● **What is required**
Your task is to output all the records below, word for word.

● **Information shown**
PR #261, opened 2022-12-19
add get_raw to getter and make it the abstract method

ekneg54:


urdit52 (approved):
based on feedback for #260, this one looks good to me. Thx for committing.

PR #263, opened 2022-12-21
fix artifacts load during process time

ekneg54:
This PR fixes a bug, that the domain_label_extractor and domain_resolver download the tldlists during processing time. 
With this fix the tld lists were downloaded during setup time.
Additionally the lists were saved per process and per processor instance to avoid problems with getting a file lock on the downloaded artifacts.


urdit52 (approved):
Good solution. Thx for committing this.

PR #268, opened 2022-12-21
resolve deprecation warnings in test for labeler

ekneg54:


urdit52 (approved):
these were a lot, thank you for updating them.

PR #270, opened 2022-12-21
Fix deprecation warnings pseudonymizer

ekneg54:
This fixes a bug in pseudonymizer for new rule structure. Additionally I had to resolve some circular import issues.


dtrai2 (approved):

dtrai2:
> This fixes a bug in predetector for new rule structure. Additionally I had to resolve some circular import issues.

Just for documentation reasons, I think you mean pseudonymizer and not predetector, right?

PR #272, opened 2022-12-22
fix minor issues

ekneg54:


urdit52 (approved):
thanks a lot for fixing the documentation, as this makes things work on Ubuntu.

● **Output of the exercise**
PR #261, opened 2022-12-19
add get_raw to getter and make it the abstract method

ekneg54:


urdit52 (approved):
based on feedback for #260, this one looks good to me. Thx for committing.

PR #263, opened 2022-12-21
fix artifacts load during process time

ekneg54:
This PR fixes a bug, that the domain_label_extractor and domain_resolver download the tldlists during processing time. 
With this fix the tld lists were downloaded during setup time.
Additionally the lists were saved per process and per processor instance to avoid problems with getting a file lock on the downloaded artifacts.


urdit52 (approved):
Good solution. Thx for committing this.

PR #268, opened 2022-12-21
resolve deprecation warnings in test for labeler

ekneg54:


urdit52 (approved):
these were a lot, thank you for updating them.

PR #270, opened 2022-12-21
Fix deprecation warnings pseudonymizer

ekneg54:
This fixes a bug in pseudonymizer for new rule structure. Additionally I had to resolve some circular import issues.


dtrai2 (approved):

dtrai2:
> This fixes a bug in predetector for new rule structure. Additionally I had to resolve some circular import issues.

Just for documentation reasons, I think you mean pseudonymizer and not predetector, right?

PR #272, opened 2022-12-22
fix minor issues

ekneg54:


urdit52 (approved):
thanks a lot for fixing the documentation, as this makes things work on Ubuntu.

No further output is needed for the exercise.